EXERCISE OBJECTIVE -
Records appear below. Give all of them again, exactly.

Data items:
══════════

Issue #381, opened 2021-09-14
Public API in Scala, corresponding to .java in `com.akkaserverless.javasdk`, share same `impl` as Java SDK


RayRoestenburg:

patriknw:
Done, see https://github.com/lightbend/akkaserverless-java-sdk/issues/372 for remaining tasks.

PR #417, opened 2021-09-17
feat(scalasdk): Public API for Views, #381

patriknw:
* also an attempt of using adapters to/from javasdk

Refs #381

### DIFF
--- a/sdk/scala-sdk/src/main/scala/com/akkaserverless/scalasdk/impl/view/ViewAdapter.scala
+++ b/sdk/scala-sdk/src/main/scala/com/akkaserverless/scalasdk/impl/view/ViewAdapter.scala
@@ -1,0 +1,98 @@
+/*
+ * Copyright 2021 Lightbend Inc.
+ *
+ * Licensed under the Apache License, Version 2.0 (the "License");
+ * you may not use this file except in compliance with the License.
+ * You may obtain a copy of the License at
+ *
+ *     http://www.apache.org/licenses/LICENSE-2.0
+ *
+ * Unless required by applicable law or agreed to in writing, software
+ * distributed under the License is distributed on an "AS IS" BASIS,
+ * WITHOUT WARRANTIES OR CONDITIONS OF ANY KIND, either express or implied.
+ * See the License for the specific language governing permissions and
+ * limitations under the License.
+ */
+
+package com.akkaserverless.scalasdk.impl.view
+
+import java.util.Optional
+
+import scala.jdk.OptionConverters._
+
+import com.akkaserverless.javasdk
+import com.akkaserverless.javasdk.ServiceCallFactory
+import com.akkaserverless.scalasdk.Metadata
+import com.akkaserverless.scalasdk.impl.MetadataImpl
+import com.akkaserverless.scalasdk.view.UpdateContext
+import com.akkaserverless.scalasdk.view.View
+import com.akkaserverless.scalasdk.view.ViewCreationContext
+import com.akkaserverless.scalasdk.view.ViewProvider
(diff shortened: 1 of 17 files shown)


sdk/scala-sdk/src/main/scala/com/akkaserverless/scalasdk/impl/view/ViewAdapter.scala
```diff
@@ -0,0 +1,98 @@
...
+import com.akkaserverless.javasdk.ServiceCallFactory
+import com.akkaserverless.scalasdk.Metadata
+import com.akkaserverless.scalasdk.impl.MetadataImpl
+import com.akkaserverless.scalasdk.view.UpdateContext
+import com.akkaserverless.scalasdk.view.View
+import com.akkaserverless.scalasdk.view.ViewCreationContext
+import com.akkaserverless.scalasdk.view.ViewProvider
+import com.google.protobuf.Descriptors
+
+private[scalasdk] class Scala2JavaViewAdapter[S](scalasdkView: View[S]) extends javasdk.view.View[S] {
```
patriknw, line 33: This adapter approach is completely untested and I'm not sure it's the right approach.

patriknw: This is the "flow":

1. AkkaServerless.register(scalasdk.ViewProvider)
  - delegates to javasdk by wrapping the provider with Scala2JavaViewProviderAdapter
2. javasdk.ViewProvider.newHandler is invoked
  - adapter delegates to scaladsl new handler and adapts the ViewCreationContext
  - the action View implementation is created
3. For each incoming event
  - javasdk.ViewHandler._internalSetUpdateContext  is invoked
    - adapter delegates to scaladsl and adapts the UpdateContext
  - javasdk.ViewHandler.handleUpdate is invoked
    - adapter delegates to scaladsl
    - adapter converts the returned effect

══════════

ANSWER -
Issue #381, opened 2021-09-14
Public API in Scala, corresponding to .java in `com.akkaserverless.javasdk`, share same `impl` as Java SDK


RayRoestenburg:

patriknw:
Done, see https://github.com/lightbend/akkaserverless-java-sdk/issues/372 for remaining tasks.

PR #417, opened 2021-09-17
feat(scalasdk): Public API for Views, #381

patriknw:
* also an attempt of using adapters to/from javasdk

Refs #381

### DIFF
--- a/sdk/scala-sdk/src/main/scala/com/akkaserverless/scalasdk/impl/view/ViewAdapter.scala
+++ b/sdk/scala-sdk/src/main/scala/com/akkaserverless/scalasdk/impl/view/ViewAdapter.scala
@@ -1,0 +1,98 @@
+/*
+ * Copyright 2021 Lightbend Inc.
+ *
+ * Licensed under the Apache License, Version 2.0 (the "License");
+ * you may not use this file except in compliance with the License.
+ * You may obtain a copy of the License at
+ *
+ *     http://www.apache.org/licenses/LICENSE-2.0
+ *
+ * Unless required by applicable law or agreed to in writing, software
+ * distributed under the License is distributed on an "AS IS" BASIS,
+ * WITHOUT WARRANTIES OR CONDITIONS OF ANY KIND, either express or implied.
+ * See the License for the specific language governing permissions and
+ * limitations under the License.
+ */
+
+package com.akkaserverless.scalasdk.impl.view
+
+import java.util.Optional
+
+import scala.jdk.OptionConverters._
+
+import com.akkaserverless.javasdk
+import com.akkaserverless.javasdk.ServiceCallFactory
+import com.akkaserverless.scalasdk.Metadata
+import com.akkaserverless.scalasdk.impl.MetadataImpl
+import com.akkaserverless.scalasdk.view.UpdateContext
+import com.akkaserverless.scalasdk.view.View
+import com.akkaserverless.scalasdk.view.ViewCreationContext
+import com.akkaserverless.scalasdk.view.ViewProvider
(diff shortened: 1 of 17 files shown)


sdk/scala-sdk/src/main/scala/com/akkaserverless/scalasdk/impl/view/ViewAdapter.scala
```diff
@@ -0,0 +1,98 @@
...
+import com.akkaserverless.javasdk.ServiceCallFactory
+import com.akkaserverless.scalasdk.Metadata
+import com.akkaserverless.scalasdk.impl.MetadataImpl
+import com.akkaserverless.scalasdk.view.UpdateContext
+import com.akkaserverless.scalasdk.view.View
+import com.akkaserverless.scalasdk.view.ViewCreationContext
+import com.akkaserverless.scalasdk.view.ViewProvider
+import com.google.protobuf.Descriptors
+
+private[scalasdk] class Scala2JavaViewAdapter[S](scalasdkView: View[S]) extends javasdk.view.View[S] {
```
patriknw, line 33: This adapter approach is completely untested and I'm not sure it's the right approach.

patriknw: This is the "flow":

1. AkkaServerless.register(scalasdk.ViewProvider)
  - delegates to javasdk by wrapping the provider with Scala2JavaViewProviderAdapter
2. javasdk.ViewProvider.newHandler is invoked
  - adapter delegates to scaladsl new handler and adapts the ViewCreationContext
  - the action View implementation is created
3. For each incoming event
  - javasdk.ViewHandler._internalSetUpdateContext  is invoked
    - adapter delegates to scaladsl and adapts the UpdateContext
  - javasdk.ViewHandler.handleUpdate is invoked
    - adapter delegates to scaladsl
    - adapter converts the returned effect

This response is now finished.